From the entries, filter out every line that lacks "When" and copy the rest.

'''

PR #1519, opened 2024-02-23
`vike.config.js`

brillout:


brillout:
Moved to https://github.com/vikejs/vike/pull/1771. (Same PR but a different branch name.)

PR #1524, opened 2024-02-26
(WIP) add skipInject

iacore:
I tried to fix #1521 and failed at it.

- [ ] `pageContext.skipInject` (mostly done. still need whitelisting)
- [ ] custom URL (dist/client/abc.ext)


brillout:
I'm not sure (yet) we should go with that idea.

I'm not against it, but we should elaborate a holistic rationale before implementing the idea.

If you want, you can create a new feature request so that we can discuss the idea. I'm closing this PR in the meantime, but let's re-open and resume the PR after we discussed the idea.

PR #1535, opened 2024-03-03
Update Route type in +Page.mdx

royalswe:
Changed from Route -> RouteSync


brillout:
Thank you @royalswe. (Btw. any news on sponsoring? Definitely let me know if there is something we can do to unblock.)

Issue #695, opened 2023-03-10
[HTML placeholders for asset injection] Improve DX, performance, and docs


brillout:
### Description

`vite-plugin-ssr@0.4.92` released placeholders to control where assets are injected in the HTML:

```html
<html>
  <head>
     <meta charset="UTF-8">
     __VITE_PLUGIN_SSR__ASSETS_FIRST__
  </head>
  <body>
     <!-- ... -->
     __VITE_PLUGIN_SSR__ASSETS_LAST__
  </body>
</html>
```

**TODO 1 - Improve DX**

```js
import { html } from 'vite-plugin-ssr'

export function onRenderHtml(pageContext) {
  const pageHtml = /* ... */
  return html`<!DOCTYPE html>
    <html>
      <head>
         <meta charset="UTF-8">
         ${html.assetsFirst}
      </head>
      <body>
        <div id="page-root">${html.dangerouslySkipEscape(pageHtml)}</div>
        ${html.assetsLast}
      </body>
    </html>`
}
```

**TODO 2 - Mention this in the docs**

**TODO 3 - Improve performance**

We can and should inject assets without touching `pageHtml` which can be potentially very big.

chen6516:
> ### Description
> `vite-plugin-ssr@0.4.92` released placeholders to control where assets are injected in the HTML:
> 
> ```
> <html>
>   <head>
>      <meta charset="UTF-8">
>      __VITE_PLUGIN_SSR__ASSETS_FIRST__
>   </head>
>   <body>
>      
>      __VITE_PLUGIN_SSR__ASSETS_LAST__
>   </body>
> </html>
> ```
> 
> **TODO 1 - Improve DX**
> 
> ```js
> import { html } from 'vite-plugin-ssr/server'
> 
> export function onRenderHtml(pageContext) {
>   const pageHtml = /* ... */
>   return html`<!DOCTYPE html>
>     <html>
>       <head>
>          <meta charset="UTF-8">
>          ${html.assetsFirst}
>       </head>
>       <body>
>         <div id="page-root">${html.dangerouslySkipEscape(pageHtml)}</div>
>         ${html.assetsLast}
>       </body>
>     </html>`
> }
> ```
> 
> **TODO 2 - Mention this in the docs**
> 
> **TODO 3 - Improve performance**
> 
> We can and should inject assets without touching `pageHtml` which can be potentially very big.

as
 `__VITE_PLUGIN_SSR__ASSETS_LAST__` 

to be
[...]

PR #1539, opened 2024-03-05
injectBreakLines Regex Speedup

dajinchu:
Using node --inspect & chrome debugger, I found that [this regex line](https://github.com/vikejs/vike/blob/74f8fadfd169b22f931072db1e9d65e2b702bc35/vike/node/runtime/html/injectAssets/injectHtmlTags.ts#L121) was taking ~20ms which is significant overhead.

I don't know the context of this function and if this is a sign that I don't have Vike setup correctly (injecting too many things?), but either way this Regex can be faster if we remove the lookahead and use `replace` instead of creating and joining an array.

Testing shows this PR brings `injectBreakLines` down to 0.1ms for my use case.

### DIFF
--- a/vike/node/runtime/html/injectAssets/injectHtmlTags.ts
+++ b/vike/node/runtime/html/injectAssets/injectHtmlTags.ts
@@ -118,7 +118,7 @@ function injectBreakLines(htmlFragment: string, before: string, after: string) {
   const whitespace = `${paddingParent}${whitespaceExtra}`
   const padding = `\n${whitespace}`
 
-  htmlFragment = htmlFragment.split(/<(?=[^\/])/).join(`${padding}<`)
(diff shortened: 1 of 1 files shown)


brillout:
:+1: It seems equivalent so LGTM.

>  is a sign that I don't have Vike setup correctly

Not that I can tell.

FYI the plan is to eventually implement this: https://github.com/vikejs/vike/issues/695. This should solve the underlying issue once and for all.

brillout:
Merged by https://github.com/vikejs/vike/commit/b3cc3cb82439a42e2d14ef5b34d70131f7c8e152 and pre-released as `0.4.165-commit-b3cc3cb`.

Thanks for the PR and, as always, thanks for sponsoring :green_heart:. Let me know if there is any other issue.

Issue #1333, opened 2023-12-08
docs: normalize example lists (e.g. prefix all example entries with a timestamp)


brillout:
### Description

1. Prefix all example list entries with `<Timestamp>`, i.e. apply https://github.com/vikejs/vike/commit/d9529f641f4602c01151c7abf47cfafd24f690a1#diff-ba9c034a3139ccb209778aede367dda968133e5f52675451202a56034a9b5dfb to all example lists.
2. Always use the `<Github>` component, i.e. apply 9be47fc51a222d5bd4d495f40b0d0a07604675cd to all example list.

PR #1556, opened 2024-03-16
docs: normalize example list for `deploy` section

Kenzo-Wada:
related: https://github.com/vikejs/vike/issues/1333

I will continue to work on this Issue in parallel with the creation of the Japanese documentation so that conflicts occur as little as possible:)


brillout:
Thank you & sounds good!

Issue #1557, opened 2024-03-17
Electron and file:// protocol


rustytsuki:
### Description

When I build vike app as ssg pages. Using taruti to load these pages worked fine. But after use electron to load the static page through file:// protocol, I received an exception in source code:
vike/utils/parseUrl.ts
```
const PROTOCOLS = ['http://', 'https://', 'tauri://']

function isParsable(url: string): boolean {
  // `parseUrl()` works with these URLs
  return (
    PROTOCOLS.some((p) => url.startsWith(p)) ||
    url.startsWith('/') ||
    url.startsWith('.') ||
    url.startsWith('?') ||
    url.startsWith('#') ||
    url === ''
  )
}
```
With my due respect, I think it would be a good idea to support file::// protocol.
Or, any suggestion for me to use vike generated static pages in electron?

lencil:
Here is an ugly workround, Because vike has supported tauri protocol, so implementing a custom protocol with name of "tauri://" of electron that has the same effect as the file://.
https://www.electronjs.org/docs/latest/api/protocol

However, I also think supportting "file://" protocol would be better.

brillout:
Does adding `'file://'` to `const PROTOCOLS = ['http://', 'https://', 'tauri://']` fix the issue?

PR welcome, but let me know if it isn't that trivial of a change and I'll implement it.

rustytsuki:
> Does adding `'file://'` to `const PROTOCOLS = ['http://', 'https://', 'tauri://']` fix the issue?
> 
> PR welcome, but let me know if it isn't that trivial of a change and I'll implement it.

It does work. Here is PR: https://github.com/vikejs/vike/pull/1559

brillout:
:+1: Fix pre-released as `vike@0.4.165-commit-8eba585`.

PR #1559, opened 2024-03-18
support Electron by adding 'file://' protocol

rustytsuki:
I've tested it in Electron, and work fine with 'file://' protocol.


rustytsuki:
https://github.com/vikejs/vike/issues/1557

Issue #1350, opened 2023-12-12
Support Vike


brillout:
If your company is using Vike to build a revenue-generating product please consider sponsoring, as it makes a tremendous impact.

- [Vike sponsoring](https://github.com/sponsors/vikejs)
- [Rom sponsoring](https://github.com/sponsors/brillout) (sponsor the Vike organization instead if possible)

> [!NOTE]
> When sponsoring you get:
> - Priority bump (support, bug fixes, feature requests)
> - Extra help from the Vike team
>
> It's a unique opportunity for tight-knit collaboration, such as implementing requirements that aren't possible to implement with other frameworks.

royalswe:
What alternatives are there if the company does not want to enter card numbers on Github?
I saw that there were invoice alternatives, but the requirements is very high to use it.
Requirements: https://docs.github.com/en/enterprise-cloud@latest/sponsors/sponsoring-open-source-contributors/paying-for-github-sponsors-by-invoice#requirements

I mentioned virtual cards and maybe they'll pick up on that.
Our company has an enterprise Github account.

brillout:
@royalswe Thanks, we hugely appreciated it 💚 We can setup a paypal / bank wire / invoicing directly between Vike and your company. Which one would you prefer?

AurelienLourot:
@royalswe Thank you for considering sponsoring. You can also find us on [discord](https://discord.com/invite/hfHhnJyVg8) if you'd like to discuss details privately via direct messages

royalswe:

'''

## Solution to this exercise
When I build vike app as ssg pages. Using taruti to load these pages worked fine. But after use electron to load the static page through file:// protocol, I received an exception in source code:
> When sponsoring you get:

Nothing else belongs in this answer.